Open JmeCS opened 6 years ago
cc @developmentseed/all
Jamey will be presenting the project outline Friday, June 22 at 10am ET for team feedback and questions. Let me know if you are interested in joining and I will add you to the invite - perhaps just add a 👍 to this comment.
Background
Accurate and timely (e.g. within season) crop classification using remotely sensed data presents many unique challenges. Unlike static objects such as roads and buildings, crop phenology is dynamic within a growing season, and unique crop classes are generally not distinguishable by sight, even with high-resolution satellite imagery. The complexity of the problem increases in developing countries in which plot sizes are small (limiting the effectiveness of low- and medium-resolution satellite imagery), species-level crop diversity is high, and ground-truth training data for classification algorithms are limited.
Accurate, in-season spatial extent and yield estimates could prove beneficial to a variety of audiences and will be critical in the development of insurance and financial services products for small-scale agriculturalists in developing countries.
This project explores possible approaches to addressing certain problems inherent to crop classification in developing countries. Specifically, a time-series of pixels from Sentinel-2 tiles will first be clustered using an unsupervised learning algorithm. Within cluster time-series curves (e.g. NDVI), along with their spatial distribution, will then be examined and matched with individual crop and other landcover classes. The crop and other land cover classes labeled in the unsupervised step will then be used as training data in a supervised classification model. Tanzania has been identified as a target country due to it's relatively simple crop mix (dominated by maize production), low maize productivity and potential synergies with ongoing projects.
Team
(TO BE FINALIZED)
Project phases
Project phases in detail
1. AOI identification and data wrangling:
Phase 1 tasks:
Identify region that meets the following criteria:
Major maize producing region (provided maize remains the primary crop of interest)
Preliminary candidate: Rukwa Region, Tanzania (low crop diversity, major maize producer, single maize harvest)
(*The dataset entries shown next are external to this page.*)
PR #1178, opened 2025-04-08
Add "failed" state for workflows and tasks (#1161)

### LINKED ISSUE #1161: Problem: No easy way to separate system errors from validation failures
## PROBLEM

**Context and background**

This issue relates to proposals included in #1160  - separating out one of the implications of the new statuses there into its own issue. 

Talking to SFA staff and to Maaike (who runs some of the legacy Enduro client instances for Enterprise Suport) - it is not easy to sort and separate ingest validation failures from system and network errors. 

For Maaike, Legacy Enduro has a bulk retry option. This is useful when network or disk full errors temporarily interrupt processing, causing packages to error. However, there is no point in retrying packages that failed due to validation issues - they will just fail again. Unfortunately, without clicking through and reviewing the log outputs, there is no way to easily separate those. 

## PROPOSAL

Per the new statuses proposed on #1160,  this issue proposes adding separate workflow and task statuses for content validation failures vs system or network errors. 

**Workflows**

* **FAILED**: The related package has failed to meet policy-defined criteria and ingest was terminated
* **ERROR**:  The workflow has encountered a system error it could not resolve

**Tasks**

* **FAILED**: The related package has failed to meet this task's policy-defined criteria
* **ERROR**:  The task has encountered a system error it could not resolve

This implies that internally the system recognizes the distinction between content validation failures vs system errors and applies the correct status. This also implies updating any related enums, filters, etc.

djjuhasz:
To differentiate workflows that have failed due to validation or policy infractions add a "failed" status for the ingest workflow and its tasks.

- Add a "failed" workflow status
- Add a "failed" task status
- Create a general workflow state struct to efficiently pass the state to activities, and allow them to set the workflow status
- Update the workflow state commentary to explain the purpose of all the fields
- Use the updated "failed" status when an ingest task fails validation


djjuhasz:
It's probably easier to follow through this PR commit by commit due to its size.

internal/enums/preprocessing_task_outcome.go
```diff
@@ -2,10 +2,10 @@ package enums
 
 /*
 ENUM(
-unspecified
-success
-system failure
-validation failure
+unspecified         // Unused!
+success			    // Completed successfully.
```
jraddaoui: Something wrong with this comment alignment.

internal/enums/workflow_type.go
```diff
@@ -2,9 +2,9 @@ package enums
 
 /*
 ENUM(
-unspecified
-create aip
-create and review aip
+unspecified             // Type is indeterminate.
+create aip 	   		    // Create an AIP and store it.
```
jraddaoui: Something wrong with this comment alignment.

internal/workflow/processing.go
```diff
@@ -303,35 +249,45 @@ func (w *ProcessingWorkflow) Execute(ctx temporalsdk_workflow.Context, req *inge
...
 	}
 
 	// Schedule deletion of the original in the watched data source.
 	{
-		if status == enums.SIPStatusDone {
-			if tinfo.req.RetentionPeriod != nil {
-				err := temporalsdk_workflow.NewTimer(ctx, *tinfo.req.RetentionPeriod).Get(ctx, nil)
+		if state.sip.status == enums.SIPStatusDone {
+			if req.RetentionPeriod != nil {
+				err := temporalsdk_workflow.NewTimer(ctx, *req.RetentionPeriod).Get(ctx, nil)
```
jraddaoui, line 257: Not a big deal I guess, but I think it would be better to use the value from the state, just in case. I doubt we'll ever change the retention period in workflow, but more as a general rule to use the status as much as possible after it has been initiated with the request. There are more places below using the request directly.

internal/workflow/state.go
```diff
@@ -0,0 +1,141 @@
...
+		// Initialize the PIP and AIP to empty structs to avoid nil pointer
+		// dereference errors.
+		pip: &pipInfo{},
+		aip: &aipInfo{},
+	}
+}
+
+// tempPath registers a filepath for deletion when a workflow session
+// completes.
+func (s *workflowState) tempPath(path string) {
```
jraddaoui: I'd call it `addTempPath`, or something like that to indicate the addition.

internal/workflow/state.go
```diff
@@ -0,0 +1,141 @@
...
+
+	// path is the path to the PIP. It is populated by the BundleActivity.
+	path string
+
+	// isDir indicates whether the current working copy of the SIP is a
+	// filesystem directory.
+	isDir bool
+
+	// pipType is the type of the PIP.
+	pipType enums.SIPType
```
jraddaoui, line 101: Already inside `pipInfo`, I'd call this just `type`.

jraddaoui (approved):
Neat, thanks @djjuhasz! I love the new state handling, just some nitpicks.

internal/workflow/state.go
djjuhasz: I did initially try `type` but it's a reserve word. I could do something like `_type` or `ptype`, but `pipType` is easier to understand and not much longer, imho.

jraddaoui: Sounds good, I wasn't expecting that being part of a struct, but I always used `Type` when I included that field in one.

internal/workflow/processing.go
djjuhasz: `req` and `state.req` are both pointers to the same underlying struct, so there is no functional difference between the two — if we  mutate `state.req.RetentionPeriod` then `req.RetentionPeriod` will point to the updated value.  It might be a good idea to pass `req` by  value to `Execute` to prevent mutation of the original request, but that would incur some extra resource costs for copying the data.

If we don't change `state.req` to a copy of the `req` then I think we should stick with `req` here because it's shorter than `state.req`.

PR #867, opened 2016-08-08
[DROOLS-1175][DROOLS-1242] infer numeric type for sum expression in an accumulate pattern + make accumulate functions null safe

mariofusco:


ge0ffrey:
+1 to merge. Running benchmarks now to get an idea how much perf this gives us.

PR #877, opened 2016-08-23
DROOLS-1236 MBean aggregation of statistics mechanism

tarilabs:
Requires droolsjbpm/droolsjbpm-knowledge#154 .

@etirelli @mariofusco can we review this, please? Thx.


tarilabs:
(org.drools.compiler.integrationtests.KieContainerTest.testIncrementalCompilationSynchronization test timed out after 10000 milliseconds)

Jenkins, retest this

tarilabs:
(JpaOptLockPersistentStatefulSessionTest.testOptimisticLockInterceptor)

Jenkins, test again :8ball:

drools-compiler/src/main/java/org/drools/compiler/kie/builder/impl/KieContainerImpl.java
```diff
@@ -763,14 +773,39 @@ private KieSessionConfiguration getKieSessionConfiguration( KieSessionModel kSes
...
+            }
+            DroolsManagementAgent.getInstance().unregisterMBeansFromOwner(this);
+        }
+        
         ((InternalKieServices) KieServices.Factory.get()).clearRefToContainerId(this.containerId, this);
     }
 
+    private boolean isMBeanOptionEnabled() {
+        return MBeansOption.isEnabled( System.getProperty( MBeansOption.PROPERTY_NAME, MBeansOption.DISABLED.toString() ) );
+    }
```
etirelli, line 807: This is ok for now, but we will need to improve it later... MBeans can be activated via configuration on the kbases (instead of the system property), so we will need a way to prevent things from getting out of sync... i.e., mbeans not enabled on the kie-container but enabled on the kbases...

drools-core/src/main/java/org/drools/core/impl/StatefulKnowledgeSessionImpl.java
```diff
@@ -519,8 +528,9 @@ public void dispose() {
         }
 
         this.kBase.disposeStatefulSession( this );
-        if (this.kBase.getConfiguration().isMBeansEnabled()) {
-            DroolsManagementAgent.getInstance().unregisterKnowledgeSession(this);
+
+        if (this.mbeanRegistered.get()) {
+            DroolsManagementAgent.getInstance().unregisterKnowledgeSessionUnderName(mbeanRegisteredCBSKey, this);
```
etirelli, line 532: I am not sure the mbean should be unregistered on dispose()... lets discuss this, but as we talked before, the mbeans should only be disposed when the kie-container is disposed... no longer when the session/kbase is disposed.

drools-core/src/main/java/org/drools/core/impl/StatefulKnowledgeSessionImpl.java
```diff
@@ -252,6 +253,9 @@
 
     protected PropagationList propagationList;
 
+    private AtomicBoolean mbeanRegistered = new AtomicBoolean(false);
```
etirelli, line 256: Is this extra flag necessary?

etirelli:
@tarilabs lets discuss the registration of the mbeans, but everything else looks good.

drools-core/src/main/java/org/drools/core/impl/StatefulKnowledgeSessionImpl.java
tarilabs: Yep I agree, and actually this does not unregister the MBean from the JMX server.

This does unregister the _session_ from the MBean monitoring [all the session with] that name - by "name" here represented by the key containerId+kbaseId+ksessionName.

For instance [here](https://github.com/droolsjbpm/drools/pull/877/files#diff-2e5aaaa15892760aba8fecfe30550ef8R281) I still have the mbean registered on JMX, that's why I can (still) ask the mbean how many session does it still monitor. Similarly a [couple of line below](https://github.com/droolsjbpm/drools/pull/877/files#diff-2e5aaaa15892760aba8fecfe30550ef8R283), which returns 0 because all the sessions are gone, but the mbean is still on JMX. The only time when the MBean is disappeared from JMX is on KieContainer dispose as per [specific unit test part](https://github.com/droolsjbpm/drools/pull/877/files#diff-2e5aaaa15892760aba8fecfe30550ef8R184).

Hope to have well understood your comment and provided relevant feedback on it, but we can continue discussing it on quick meeting in case :+1:

drools-core/src/main/java/org/drools/core/impl/StatefulKnowledgeSessionImpl.java
tarilabs: As this was done similarly before on `KnowledgeBaseImpl` for DROOLS-1235, to avoid possibly inconsistent state of mbean registered on JMX - in case this method is called explicitly manually, or from outside the KieContainer.

etirelli:
Excellent, thank you for the explanations. +1 to merge!

tarilabs:
`JpaOptLockPersistentStatefulSessionTest.testOptimisticLockInterceptor`

Jenkins, test again :8ball:

tarilabs:
@etirelli , this additional commit separates MBean for Stateful Vs Stateless, as discussed also with @mariofusco . There is a "companion commit" in the referenced PR too as expected to reflect this. Could you kindly review again, please? Thx.

drools-core/src/main/java/org/drools/core/impl/StatefulKnowledgeSessionImpl.java
etirelli: ok

drools-core/src/main/java/org/drools/core/impl/StatefulKnowledgeSessionImpl.java
etirelli: ok

drools-core/src/main/java/org/drools/core/management/DroolsManagementAgent.java
```diff
@@ -124,21 +119,61 @@ public void registerKnowledgeBase(InternalKnowledgeBase kbase) {
...
+     * Get currently registered session monitor, eventually creating it if necessary.
+     */
+    public GenericKieSessionMonitoringImpl getKnowledgeSessionBean(CBSKey cbsKey, KieRuntimeEventManager ksession) {
+        if (mbeansRefs.get(cbsKey) != null) {
+            return (GenericKieSessionMonitoringImpl) mbeansRefs.get(cbsKey);
+        } else {
+            if (ksession instanceof StatelessKnowledgeSession) { 
+                StatelessKieSessionMonitoringImpl mbean = new StatelessKieSessionMonitoringImpl( cbsKey.kcontainerId, cbsKey.kbaseId, cbsKey.ksessionName );
+                GenericKieSessionMonitoringImpl result = (GenericKieSessionMonitoringImpl) mbeansRefs.putIfAbsent(cbsKey, mbean);
+                if (result == null) {
```
etirelli: I think you might need to wrap this whole registration routine with a lock or monitor. The problem here is 2 concurrent calls, the first adds the mbean to the mbeansRefs map, the second returns the just created mbean to the method caller, but then the first fails registration below with an exception. That means the second call returned a non-registered mbean to the calling code.

tarilabs: you are right, sorry I missed this originally. I reworked it accordingly to your suggestions.

drools-core/src/main/java/org/drools/core/management/DroolsManagementAgent.java
```diff
@@ -124,21 +115,60 @@ public void registerKnowledgeBase(InternalKnowledgeBase kbase) {
...
+    /**
+     * Get currently registered session monitor, eventually creating it if necessary.
+     * @return the currently registered or newly created session monitor, or null if unable to create and register it on the JMX server.
+     */
+    private GenericKieSessionMonitoringImpl getKnowledgeSessionBean(CBSKey cbsKey, KieRuntimeEventManager ksession) {
+        if (mbeansRefs.get(cbsKey) != null) {
+            return (GenericKieSessionMonitoringImpl) mbeansRefs.get(cbsKey);
+        } else {
+            if (ksession instanceof StatelessKnowledgeSession) {
+                synchronized (mbeansRefs) {
```
etirelli, line 145: @tarilabs unfortunately I don't think this is quite right yet. You will still face potential concurrency issues with this code. Inside the critical section you have to check again for pre-existence of an already registered bean or you risk overriding it.

tarilabs: My mistake indeed. I've told @mariofusco by voice I would have modified the code doing "double-check locking à-la Singleton creation" style, but then actually I've missed to do it :( sorry will correct this; thx for pointing it out!

drools-compiler/src/test/java/org/drools/compiler/integrationtests/MBeansMonitoringTest.java
```diff
@@ -166,5 +179,196 @@ public void testContainerMBeans() throws Exception {
...
+        checkTotalSessions(aggrMonitor, 1);
+
+        ksession.fireAllRules();
+        print(aggrMonitor);
+        checkAgendaTotals(aggrMonitor, 2, 1, 1);
+        checkTotalFactCount(aggrMonitor, 1);
+        tft = checkTotalFiringTimeGEQ(aggrMonitor, tft);
+        checkTotalSessions(aggrMonitor, 1);
+        
+        System.out.println("---");
```
psiroky: Please don't use `System.out.println`. I think using `DEBUG` logging would better in this case?

tarilabs: done

psiroky: thanks!

etirelli:
I think it is good to merge now. +1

Effective number of crop species (ENS) in Tanzania, 2014/15 growing season. Data
Cropped area in Rukwa is dominated by Maize for the maize growing season, which may allow for easier cluster labeling:
Develop model validation methodology
Using a relatively small spatial extent (sub-Sentinel-2 tile), generate time-series of raster layers to be used in clustering process. Possible candidates include NDVI or other indices, principle components, and combinations thereof. The goal should be to generate input data that results in distinct clusters corresponding to crop and land cover classes.
Phase 1 deliverables:
AOI identified, and an associated time-series of Sentinel-2 tiles selected. Vector data for generic land-cover sampling generated. Various time-series to be used in the development of the clustering algorithm generated. A write-up will be provided describing successes and obstacles, and goals and procedures for subsequent steps will be updated, if necessary.
2. Data pre-processing and clustering
Phase 2 tasks:
Cluster pre-processing: Dynamic Time Warping (DTW) is a promising pre-processing option for time-series clustering. The output is a distance matrix (single measure of distance from each time series to all others) which can be used as an input to a clustering algorithm (e.g. hierarchical clustering)
Clustering: Using the distance matrix generated using DTW, perform clustering on the time-series samples.
Label the clusters that can be identified by examining various curves (e.g. NDVI) associated with each cluster, and / or their spatial distribution (do certain clusters clearly correspond to specific land cover classes upon visual examination?).
Phase 2 deliverables:
Labeled training data corresponding to one or more crop classes as well as other land cover classes, if they can be identified. A write-up will be provided describing successes and obstacles, and goals and procedures for subsequent steps will be updated, if necessary.
3. Supervised classification
Phase 3 tasks:
Using the labeled data obtained during Step 2, develop a supervised classification model to predict crop classes across a larger spatial extent than the one used in Steps 1 and 2, e.g. multiple Sentinel-2 tiles in the Southern Highlands zone of Tanzania.
Validate classification using aggregated crop survey data and / or ground-truth test data should it become available.
Phase 3 deliverables:
Trained classification model with a focus on predicting the spatial extent of maize in the Southern Highlands of Tanzania.